▸ **TASK OBJECTIVE**
Copy each line containing the word "update" from the records that follow, please.
#### MATERIAL FOR THE TASK ####
PR #1755, opened 2024-01-11
Add a getter for a bearer token from a request

bugdea1er:
Hi there!

This pr adds a simple getter for bearer token from a request

### DIFF
--- a/httplib.h
+++ b/httplib.h
@@ -561,6 +561,8 @@ struct Request {
   size_t get_header_value_count(const std::string &key) const;
   void set_header(const std::string &key, const std::string &val);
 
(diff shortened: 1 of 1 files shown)


yhirose:
@bugdea1er thanks for the pull request. However, I would like to keep `Request` simple and just include things absolutely necessary.

I am not against adding helper functions for `Request` as below.

```cpp
std::string get_bearer_token_auth(const Request &req);
```

bugdea1er:
@yhirose got it, replaced the method with a helper function

yhirose:
@bugdea1er thanks for the update!

PR #1757, opened 2024-01-12
Fix select() return code for fd >= 1024

jfsimoneau:
I noticed all callers look for errors in negative numbers, but these code paths returned 1 instead of -1.


yhirose:
@jfsimoneau thanks for catching the bug!

PR #1764, opened 2024-01-27
Support move semantics for `Response::set_content()`

jimmy-park:
When we respond with a pre-allocated/temporary `std::string` variable, this method avoids an unnecessary memory copy.
It helps us to transfer large data without using content providers.


yhirose:
Thanks!

PR #2262, opened 2025-11-03
More robust error handling

chansikpark:
Crossing some t's and dotting some i's following #2260, I decided to try [this suggestion from Copilot](https://github.com/yhirose/cpp-httplib/pull/2260#issuecomment-3477014404):

>  It’s also useful to add a test where the client continues sending a large body and the server immediately returns 414 and closes the socket.

I found that the client SIGPIPEs. And even after handling these, the response object doesn't get populated when the socket is closed mid-transfer (ie for sufficiently large transfers).

So I made the following changes:

- Check if socket is alive before waiting to write to it to prevent SIGPIPE
- Consume SIGPIPE on client
- Client reads response line and headers after bad request before returning

### DIFF
--- a/httplib.h
+++ b/httplib.h
@@ -8618,11 +8618,7 @@ inline ClientImpl::ClientImpl(const std::string &host, int port,
                               const std::string &client_key_path)
     : host_(detail::escape_abstract_namespace_unix_domain(host)), port_(port),
       host_and_port_(detail::make_host_and_port_string(host_, port, is_ssl())),
-      client_cert_path_(client_cert_path), client_key_path_(client_key_path) {
-#ifndef _WIN32
-  signal(SIGPIPE, SIG_IGN);
-#endif
-}
+      client_cert_path_(client_cert_path), client_key_path_(client_key_path) {}
 
 inline ClientImpl::~ClientImpl() {
   // Wait until all the requests in flight are handled.


chansikpark:
I'll see if I can do a little more due dilligence before marking for review.

Also 

> Move one basic test assertion out of WIN32-only block

Should be

> Move one basic test assertion out of non-WIN32 block

httplib.h
```diff
@@ -8618,7 +8618,11 @@ inline ClientImpl::ClientImpl(const std::string &host, int port,
                               const std::string &client_key_path)
     : host_(detail::escape_abstract_namespace_unix_domain(host)), port_(port),
       host_and_port_(detail::make_host_and_port_string(host_, port, is_ssl())),
-      client_cert_path_(client_cert_path), client_key_path_(client_key_path) {}
+      client_cert_path_(client_cert_path), client_key_path_(client_key_path) {
+#ifndef _WIN32
+  signal(SIGPIPE, SIG_IGN);
```
thbeu: A C/C++ library shall not call signal.

chansikpark: I'd been wondering why eg the README has this note:

>  If your program needs to avoid being terminated on SIGPIPE, the only fully general way might be to set up a signal handler for SIGPIPE to handle or ignore it yourself.

While the server code consumes SIGPIPE.. :

https://github.com/yhirose/cpp-httplib/blob/4b2b851dbb91f9d6c2299976b5d03f7c5c1a312d/httplib.h#L7322-L7328

In any case, I'd concede that the other two changes probably make the client-side `signal` unnecessary for what I was trying to do. Been meaning to play around a little more to better understand what I'm doing. Will revert particular change in the meantime.

yhirose:
@chansikpark, what is the current status of this issue?

chansikpark:
No additional progress. Might be a few more weeks from my end. Turns out, a
surgical wound needs a bit more healing. 🙃

Spixmaster (commented):
`bool wrote = write_request(strm, req, close_connection, error);`

The past participle of "write" is "written". The simple past does not fit here from my perspective.

yhirose:
@chansikpark no rush. Hope you get better soon!

PR #2266, opened 2025-11-09
CMake: Add HTTPLIB_SHARED option, don't define BUILD_SHARED_LIBS

### LINKED ISSUE #2263: Defining `BUILD_SHARED_LIBS` option may break superproject build when using `add_subdirectory`
I was surprised to discover that adding `add_subdirectory(cpp-httplib)` to our project `CMakeLists.txt` has broken the build because some libraries that were supposed to be built as shared have suddenly started being built as static. The reason for this is that this library defines `BUILD_SHARED_LIBS` as `OFF` and, as CMake [documentation says](https://cmake.org/cmake/help/latest/variable/BUILD_SHARED_LIBS.html):

> Note that if bringing external dependencies directly into the build, such as with [FetchContent](https://cmake.org/cmake/help/latest/module/FetchContent.html#module:FetchContent) or a direct call to [add_subdirectory()](https://cmake.org/cmake/help/latest/command/add_subdirectory.html#command:add_subdirectory), and one of those dependencies has such a call to [option(BUILD_SHARED_LIBS ...)](https://cmake.org/cmake/help/latest/command/option.html#command:option), the top level project must also call [option(BUILD_SHARED_LIBS ...)](https://cmake.org/cmake/help/latest/command/option.html#command:option) before bringing in its dependencies.

and our project doesn't define this option. We probably could define it, but I think it would be better if cpp-httplib didn't define it instead, especially when `HTTPLIB_COMPILE` is `OFF`, i.e. when it's not even used by this library itself. I believe the best approach would be to use this option as default value for some new `HTTPLIB_SHARED` option and only use this option to decide which kind of library to build. This would have the following desirable consequences:

1. `BUILD_SHARED_LIBS` will still be respected if it's defined (by the superproject or directly on the command line when configuring).
2. It will become possible to specify whether static or shared cpp-httplib library should be built by setting `HTTPLIB_SHARED` without affecting anything else.
3. Adding this project to the existing build won't break anything else any more.

Please let me know if you'd like me to submit a PR implementing this proposal.

vadz:
To avoid surprises in the projects consuming the library, don't define BUILD_SHARED_LIBS option ourselves but just use its value, if provided, to define HTTPLIB_SHARED option which can be also set directly to specify whether we should build static or shared library.

Closes #2263.

-----

Note: I didn't update the documentation because I didn't find any mention of how to build the library there, please let me know if I've missed anything. I also didn't update the use of `BUILD_SHARED_LIBS` in `test/make-shared-library.sh` just to show that it still works the same as before.

### DIFF
--- a/CMakeLists.txt
+++ b/CMakeLists.txt
@@ -1,6 +1,6 @@
 #[[
 	Build options:
-	* BUILD_SHARED_LIBS (default off) builds as a shared library (if HTTPLIB_COMPILE is ON)
+	* Standard BUILD_SHARED_LIBS is supported and sets HTTPLIB_SHARED default value.
 	* HTTPLIB_USE_OPENSSL_IF_AVAILABLE (default on)
 	* HTTPLIB_USE_ZLIB_IF_AVAILABLE (default on)
 	* HTTPLIB_USE_BROTLI_IF_AVAILABLE (default on)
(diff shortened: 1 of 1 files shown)


yhirose:
@sum01 @jimmy-park could you please review this change for me as usual? Thanks!

vadz:
No idea why the CI tests fail but this seems completely unrelated to the changes here.

sum01 (approved):

yhirose:
Thanks all!

PR #2268, opened 2025-11-10
Add Client methods with both content provider and receiver

clarkok:
Add most `Post` overloads for `Client`, with both content provider and content receiver.

* Result Post(const std::string &path, size_t content_length, ContentProvider content_provider, const std::string &content_type, ContentReceiver content_receiver, UploadProgress progress = nullptr)
* Result Post(const std::string &path, ContentProviderWithoutLength content_provider, const std::string &content_type, ContentReceiver content_receiver, UploadProgress progress = nullptr)
* Result Post(const std::string &path, const Headers &headers, size_t content_length, ContentProvider content_provider, const std::string &content_type, ContentReceiver content_receiver, DownloadProgress progress = nullptr)
* Result Post(const std::string &path, const Headers &headers, ContentProviderWithoutLength content_provider, const std::string &content_type, ContentReceiver content_receiver, DownloadProgress progress = nullptr)

### DIFF
--- a/httplib.h
+++ b/httplib.h
@@ -1421,14 +1421,18 @@ public:
   Result Post(const std::string &path, const char *body, size_t content_length, const std::string &content_type, UploadProgress progress = nullptr);
   Result Post(const std::string &path, const std::string &body, const std::string &content_type, UploadProgress progress = nullptr);
   Result Post(const std::string &path, size_t content_length, ContentProvider content_provider, const std::string &content_type, UploadProgress progress = nullptr);
+  Result Post(const std::string &path, size_t content_length, ContentProvider content_provider, const std::string &content_type, ContentReceiver content_receiver, UploadProgress progress = nullptr);
   Result Post(const std::string &path, ContentProviderWithoutLength content_provider, const std::string &content_type, UploadProgress progress = nullptr);
+  Result Post(const std::string &path, ContentProviderWithoutLength content_provider, const std::string &content_type, ContentReceiver content_receiver, UploadProgress progress = nullptr);
   Result Post(const std::string &path, const Params &params);
   Result Post(const std::string &path, const UploadFormDataItems &items, UploadProgress progress = nullptr);
   Result Post(const std::string &path, const Headers &headers);
   Result Post(const std::string &path, const Headers &headers, const char *body, size_t content_length, const std::string &content_type, UploadProgress progress = nullptr);
   Result Post(const std::string &path, const Headers &headers, const std::string &body, const std::string &content_type, UploadProgress progress = nullptr);
   Result Post(const std::string &path, const Headers &headers, size_t content_length, ContentProvider content_provider, const std::string &content_type, UploadProgress progress = nullptr);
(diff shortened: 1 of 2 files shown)


yhirose:
@clarkok thanks for the pull request. But I am not going to approve it since it create another two POST specific implementations. Could you please rename `send_with_content_provider` to `send_with_content_provider_and_receiver`, and add your receiver support to it? Also could you add the same methods to PUT and PATCH for consistency? Then, I'll start review your pull request. Thanks!

clarkok:
Thanks @yhirose . I've done the changes you mentioned. Would you mind taking a look?

httplib.h
```diff
@@ -3847,6 +3847,8 @@ inline int getaddrinfo_with_timeout(const char *node, const char *service,
 
   // Allocate on the heap, so the resolver thread can keep using the data.
   auto state = std::make_shared<GetAddrInfoState>();
+  state->node = node;
```
yhirose: Could you explain why these lines need to be added? These are already added at line 3842 and 3843.

clarkok: Sorry I was not planning to take this change in the PR, I'm not very familar with how PR works in Github.

However this is a separated issue I found during my Android project. In short, this doesn't work, the `node` on the right side of the assignment is actually referring to the member of `GetAddrInforState` which is empty, instead of the function parameter. Thus the `getaddrinfo` below always return `EAI_SERVICE` as both `node` and `service` are empty, and probably `hints` are not in expected state.

I've written a short piece of repro code in the below link for your reference.

https://godbolt.org/z/9sW9EjjYK

I'll revert this back and create a new PR for the issue.

yhirose: Thanks for the explanation!

clarkok: NP, BTW after this fix the library is working on Android flawlessly

yhirose:
@clarkok Thanks for the excellent contribution!

linbrandon4:
This is a pretty meaningful API expansion. Adding Client methods that support both a content provider (streaming upload) and a content receiver (streaming response) is really useful for large uploads/downloads where you don’t want everything buffered in memory. The overload set also looks thoughtfully designed (with/without known length, with headers, and optional progress callbacks).

I also like the direction from review: instead of adding more POST-specific implementations, folding it into the existing internal send path (renaming send_with_content_provider → send_with_content_provider_and_receiver) keeps the codebase from drifting into duplicated code. Extending the same pattern to PUT and PATCH is a good consistency move too — otherwise users end up with “POST can stream both ways but PUT can’t” type surprises.

A couple things I’d sanity-check when reviewing this kind of change:

Behavior parity: do POST/PUT/PATCH all handle the same edge cases (chunked vs content-length, redirects if supported, connection reuse, error returns) the same way as before?

Receiver timing: make sure the receiver gets called in the right spot (after headers, during body streaming), and that early aborts / receiver returning false are handled cleanly (connection close vs keep-alive).

Progress callbacks: confirm progress is consistent with the new data flow (upload progress tied to provider writes, download progress tied to receiver reads).

No hidden breaking changes: adding overloads is great, but watch for ambiguous overload resolution in C++ if signatures are too close (especially with defaults / nullptr progress args).

The side thread about the resolver lines is also a good example of keeping scope tight — good call to revert that and put it in a separate PR. Overall, big diff but it’s additive and clearly improves streaming ergonomics, and the internal refactor request from yhirose should help keep maintenance manageable.

PR #2273, opened 2025-11-14
Fix struct member initialization issue in getaddrinfo_with_timeout 

clarkok:
The current member initialization for `struct GetAddrInfoState` does not work as the `node` on the right side of the assignment refers to the member `node` of `struct GetAddrInfoState`, which is empty for debug build and uninitialized for optimized build, instead of the `node` the function parameter.

This results in the following `getaddrinfo` getting called with unexpected parameters, thus it is yielding unexpected result. I found this issue on Android, and probably this also applies to platforms other than those in the `#if`.

Also this change fixes a potential memory leak. When timeout is hit on line 3857, and the `getaddrinfo` succeeds in the end, the `state->info` will be assigned to the pointer of a new `struct addrinfo` allocated by `getaddrinfo`, while no one will free that. This change adds a destructor on `GetAddrInfoState` to manage the lifecycle of that.

### DIFF
--- a/httplib.h
+++ b/httplib.h
@@ -3809,22 +3809,30 @@ inline int getaddrinfo_with_timeout(const char *node, const char *service,
   // Fallback implementation using thread-based timeout for other Unix systems
 
   struct GetAddrInfoState {
+    ~GetAddrInfoState() {
+      if (info) { freeaddrinfo(info); }
+    }
+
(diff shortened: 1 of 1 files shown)


yhirose:
@clarkok thanks for the bug fix!

Issue #2269, opened 2025-11-11
Generator-like Client response


ngxson:
Hi,

I would request a new feature in the library: allowing to read data from `httplib::Client` in a generator-like way.

The problem is that currently, to read data progressively, we will need to use callback function. An example can be found in this section: https://github.com/yhirose/cpp-httplib?tab=readme-ov-file#receive-content-with-a-content-receiver-1

```cpp
std::string body;

auto res = cli.Get("/large-data",
  [&](const char *data, size_t data_length) {
    body.append(data, data_length);
    return true;
  });
```

What I propose is to instead, allow using `res` as a generator, for example:

```cpp
std::string body;

auto res = cli.Get("/large-data");
while (res->has_data()) {
  body.append(res->data(), res->len());
  res->next();
}
```

This will be useful for the use case where we need to pipe the response back to `set_chunked_content_provider` in `httplib::Server` (for example, doing a reverse proxy)

ngxson:
> This will be useful for the use case where we need to pipe the response back to `set_chunked_content_provider` in `httplib::Server` (for example, doing a reverse proxy)

Otherwise, if there is a way to just give the `Result` returned by `Client::Get()` back to server's `Response`, I think it can also be a nice solution

yhirose:
@ngxson, thanks for the suggestion! It looks like it would need a lot of changes to httplib.h. I'll check how hard it is to implement when I have time.

yhirose:
@ngxson I implemented your suggestion at #2281. If you have any additional comments, please let me know. Thanks!
https://github.com/yhirose/cpp-httplib/blob/master/README.md#streaming-api
https://github.com/yhirose/cpp-httplib/blob/master/README-stream.md

PR #2281, opened 2025-11-27
New Stream API Support

yhirose:
This PR is trying to implement #2269. It requires C++20 compiler or later which supports C++ coroutines.

### DIFF
--- a/.gitignore
+++ b/.gitignore
@@ -16,7 +16,11 @@ example/benchmark
 example/redirect
 !example/redirect.*
 example/ssecli
+!example/ssecli.*
+example/ssecli-stream
+!example/ssecli-stream.*
 example/ssesvr
+!example/ssesvr.*
 example/upload
 !example/upload.*
 example/one_time_request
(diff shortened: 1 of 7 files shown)


yhirose:
@ngxson the only thing of this new stream API is that it requires C++20 which supports C++ coroutines.

Here is [README](https://github.com/yhirose/cpp-httplib/blob/generator/README-stream.md).

yhirose:
@ngxson I discarded my first implementation for C++20, then implemented the stream API which works with C++11 according to your request at #2269.

ngxson:
Thanks, indeed C++11 or 17 is better, but not necessarily as we already moved cpp-httplib to a dedicated unit in llama.cpp. We have some other vendors compiled with C++17 too, while the main project still uses 11, so it's probably fine even if internally you want to use C++20 features

ngxson:
Just read through the documentation, this is more than enough for me. Thanks again 😄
####
▸ **ANSWER SPACE**
@bugdea1er thanks for the update!
Note: I didn't update the documentation because I didn't find any mention of how to build the library there, please let me know if I've missed anything. I also didn't update the use of `BUILD_SHARED_LIBS` in `test/make-shared-library.sh` just to show that it still works the same as before.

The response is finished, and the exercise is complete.